Yang Terasingkan: Tentang Seorang Gadis

Tepat di depan sebuah rumah yang kemarin dimasuki dua wanita yang kubuntuti dari penjara, aku menunjuk.

“Kau tau ini rumah siapa?” tanyaku.

“Pak Doni, sama Ibu Laras. Kau tau, ada banyak tanda tanya di rumah itu,” jawabnya.

“Tanda tanya?”

“Kadang sering kudengar anaknya berteriak tengah malam. Tidak tahu apa sebabnya. warga sini pernah bilang jika gadis itu rada tidak waras, beberapa kali hampir menewaskan orang, Bapaknya hampir jadi korban.”

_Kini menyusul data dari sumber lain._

PR #8126, opened 2026-06-23
Validate japanese era data struct earlier

robertbastian:
Follow-up to #8095 

## Changelog

N/A

### DIFF
--- a/components/calendar/src/provider.rs
+++ b/components/calendar/src/provider.rs
@@ -15,6 +15,7 @@
 // Provider structs must be stable
 #![allow(clippy::exhaustive_structs, clippy::exhaustive_enums)]
 
+use core::fmt::Debug;
 use core::num::NonZeroU8;
 
 use crate::types::Weekday;
@@ -51,7 +52,7 @@ icu_provider::data_marker!(
     /// Modern Japanese era names
     CalendarJapaneseModernV1,
     "calendar/japanese/modern/v1",
-    JapaneseEras<'static>,
+    JapaneseEras,
     is_singleton = true
 );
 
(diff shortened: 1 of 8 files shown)


components/calendar/src/provider.rs
```diff
@@ -105,78 +105,235 @@ pub struct EraStartDate {
...
 
-impl JapaneseEras<'_> {
-    pub(crate) const fn last_after_reiwa(&self) -> Result<Option<PackedEra>, DataError> {
-        let Some(&zerovec::ule::tuple::Tuple2ULE(start, code)) =
-            self.dates_to_eras.as_slice().as_ule_slice().last()
-        else {
-            return Ok(None);
+impl JapaneseEras {
+    /// Creates a new [`JapaneseEras`] without a post-Reiwa era.
+    pub const fn up_to_reiwa() -> Self {
```
sffc, line 118: Thought/Issue: right now this is `reiwa` but really it is "the latest era known to this icu_calendar release"

sffc (approved):
Question, this serializes only the post-reiwa eras, but allows additional eras when deserializing?

Seems good, slight preference to not change the serialized form

robertbastian:
no, this serialises all eras, otherwise there'd be a diff in this PR (both in test data and the baked data hash)

it only deserialises the last era, as we only store that

components/calendar/src/provider.rs
robertbastian: yes and we can change that because it's an unstable provider struct

sffc:
Yes, because there is a data diff in this PR? (baked only, not json)

robertbastian:
when you say "serialize" and "deserialize" I interpret that as serde, for which my comment stands.

it only *bakes* the last era

Manishearth:
Looks like this means `unstable`'s signature will change if we add more eras (with a grace period of 1). I think that's fine.

robertbastian:
how so? if there's a new era, we change the `JapaneseEras` constructors and its `eras` method to take the new era into account, but the data marker stays stable. if there are two new eras before we make any code changes, we only respect the last one, but that's not new in this PR

Manishearth:
Oh, true, `JapaneseEras` has private fields.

“Disitu, di kamar atas, gadis itu sering terlihat murung. Aku mengamatinya dari kamarku.” Lanjutnya sembari menunjuk kamar yang dimaksud.

Benar saja rumahnya berhadapan dengan rumah gadis itu, ia juga bercerita jika tidak pernah menyaksikan gadis itu tersenyum, bahkan justru ikut-ikutan parno mendekati gadis itu, rumor yang beredar mengatakan jika gadis itu beberapa kali menyerang laki-laki, diceritakan pula jika dalam satu minggu ini dua kali ia berurusan dengan aparat kepolisian, berhubung tidak ada korban dan Polisi menyadari jika ia menderita gangguan kejiwaan, akhirnya ia dibebaskan.

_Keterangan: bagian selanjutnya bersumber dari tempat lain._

PR #8127, opened 2026-06-23
Loose matching for property names in unicodeset

robertbastian:
Might not be the best way to do this, but I need this for segmenter and it's still unstable code anyway.

## Changelog

N/A


Manishearth (approved):
ick. but sure.

if you can think about a way to keep it cleaner that would be nice. Maybe a `set_field(&short, &long, &mut field)` helper function

PR #8129, opened 2026-06-24
Use pseudo symbols for complex language detection

robertbastian:
This continues #8076. Instead of having constants for complex symbols, we use the pseudo-symbol mechanism that was introduced for tailorings, and associate each pseudo symbol with a `Language`. This scales better than constants, because the state machines don't have a fixed number of complex classes, and it's also nice to not have a third type of state.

“Tapi kadang aku juga ndak percaya, Yan. Soalnya aku pernah berjumpa dua kali, bulan lalu. Dia keluar rumah dan aku menyalakan motor hendak berangkat ke kampus, di jalan kutawari ia untuk kubonceng, tanpa menolak ia justru berlari menjauhiku. Tidak ada kekerasan waktu itu,” lanjutnya.

Ia memarkir motornya di halaman rumah yang kemudian kuikuti, aku yang turun dari motorku sembari melepaskan helm, pandanganku terus tertuju pada rumah itu. Rumah yang mewah, sebelas dua belas dengan rumah Ilham.

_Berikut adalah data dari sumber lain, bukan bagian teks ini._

PR #8135, opened 2026-06-25
Introduce dedicated LanguageIdentifierDisplayNameOptions struct

sffc:
This pull request is part of the implementation for the main locale display names tracking issue: #7825.

This pull request introduces a dedicated options bag `LanguageIdentifierDisplayNameOptions` specifically for the single formatter `LanguageIdentifierDisplayNameOwned` (and its borrowed version).

Previously, the single formatter reused the general `DisplayNamesOptions` bag, which contains options like `style` that are only supported by the multi-formatters (since single formatters are currently hardcoded to the `Medium` width data markers).

By introducing a dedicated options bag, we:
1. Cleanly separate the options supported by the single formatter (currently only `language_display` / dialect resolution).
2. Prevent confusion regarding unsupported options like `style`.
3. Lay the foundation for adding fallback options specifically to the single formatter in a subsequent step.

All docstring examples, constructors, and integration tests have been updated to use the new options bag.

## Changelog

icu_experimental/displaynames: Introduce dedicated `LanguageIdentifierDisplayNameOptions` struct
  * New types: `LanguageIdentifierDisplayNameOptions`

### DIFF
--- a/components/experimental/src/displaynames/mod.rs
+++ b/components/experimental/src/displaynames/mod.rs
@@ -66,4 +66,5 @@ pub use displaynames::DisplayNamesPreferences;
 pub use options::DisplayNamesOptions;
 pub use options::Fallback;
 pub use options::LanguageDisplay;
+pub use options::LanguageIdentifierDisplayNameOptions;
 pub use options::Style;
--- a/components/experimental/src/displaynames/options.rs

Di depan rumahnya ada taman yang terlihat dirawat setiap hari, ada kolam kecil di sana, tidak tahu apa isinya, warna klasik kombinasi cokelat muda dan tua menghiasi pintu dan jendela. Mataku tertuju pada jendela yang dimaksud Ilham tadi, tempat dimana gadis itu merenung, ada harap melihatnya di sana kali ini, tapi tidak mungkin, kelambu yang menghiasi jendelanya ditutup, mungkin ia sedang tidak ada di dalamnya.

“Hey, ayok masuk,” suara Ilham mengagetkan.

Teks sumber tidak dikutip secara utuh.